Es wurde im Oktober 2011 eine systematische Durchsicht der PubMed Datenbank durchgeführt. Als Suchwörter dienten „Shoulder“ und „Remplissage“. Mit diesen Suchworten ergaben sich 10 Treffer mit Arbeiten, die zwischen Juni 2008 und September 2011 erschienen sind. Für das Jahr 2008 fanden sich zwei Treffer, für das Jahr 2009 ein Treffer, für das Jahr 2010 drei Treffer und für das Jahr 2011 vier Treffer. Trotz der noch geringen Zahl an Publikationen zu diesem Thema zeigt die steigende Tendenz innerhalb von drei Jahren, dass die Technik der Remplissage von steigendem Interesse ist. Von den 10 Treffern bei PubMed waren zwei Publikationen Übersichtsarbeiten. Eine weitere Publikation behandelte die offene Remplissage zur Behandlung der Hill-Sachs-Läsion. Alle drei Publikationen stammten aus dem Jahr 2010 und wurden nicht weiter analysiert.
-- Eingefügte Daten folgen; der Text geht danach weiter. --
PR #285, opened 2017-10-16
Tickets/dm 12176

RobertLuptonTheGood:


python/lsst/afw/display/interface.py
```diff
@@ -219,6 +219,7 @@ def __getattr__(self, name):
 
     def close(self):
         if hasattr(self, "_impl") and self._impl:
```
parejkoj: For this line, would `if getattr(self, "_impl", None) is not None` be a bit better?

And relatedly, why do you `del self._impl` and then set it to None? Why not just `del` it?

python/lsst/afw/display/interface.py
```diff
@@ -57,7 +57,7 @@
 MAGENTA = "magenta"
 YELLOW = "yellow"
 ORANGE = "orange"
-
+IGNORE = "ignore"
 
 def _makeDisplayImpl(display, backend, *args, **kwargs):
```
parejkoj: flake8 won't like the single line before a method here.

python/lsst/afw/display/interface.py
RobertLuptonTheGood: I don't see the `getattr` as being clearer than the `hasattr`, but sure; I can change it.

This function closes the display but doesn't destroy it, so it's better to set it to None.  Looking at the rest of the code this would still cause problems as there are almost no checks for None, but still it's a start and I think I'll leave it this way.  I could just set it to None, but that relies on the gc deleting `_impl` promptly.

parejkoj: My point with the `getattr` is that it replaces both parts of the `if`.

Note that calling `del` does not cause the object to be garbage collected immediately, it just decrements the refcount, which means it may be garbage collected at some future time. No guarantees.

Die verbliebenen sieben Publikationen zeigten für die Jahre 2008 und 2009 einen niedrigen Evidenz-Level. Hier lagen zwei Technische Noten und ein Fallbericht vor. Diese Publikationen wurden in die eigene qualitative Analyse einbezogen. Der Evidenz-Level der vier Publikationen aus dem Jahr 2011 betrug Level IV in drei Fällen (Fallserien) und Level II in einem Fall (prospektive, komparative Kohortenstudie). Diese vier Arbeiten wurden in die quantitative Analyse (Metaanalyse) einbezogen. Die Fälle aus allen vier Arbeiten wurden gepoolt, um die statistische Aussagekraft zu erhöhen. Hiernach wurden die Mittelwerte bzw. Bereiche für den Follow-up (vier Studien), die Häufigkeit der Remplissage (vier Studien), den Verlust an Außenrotation (zwei Studien) und die Rezidivhäufigkeit (vier Studien) bestimmt.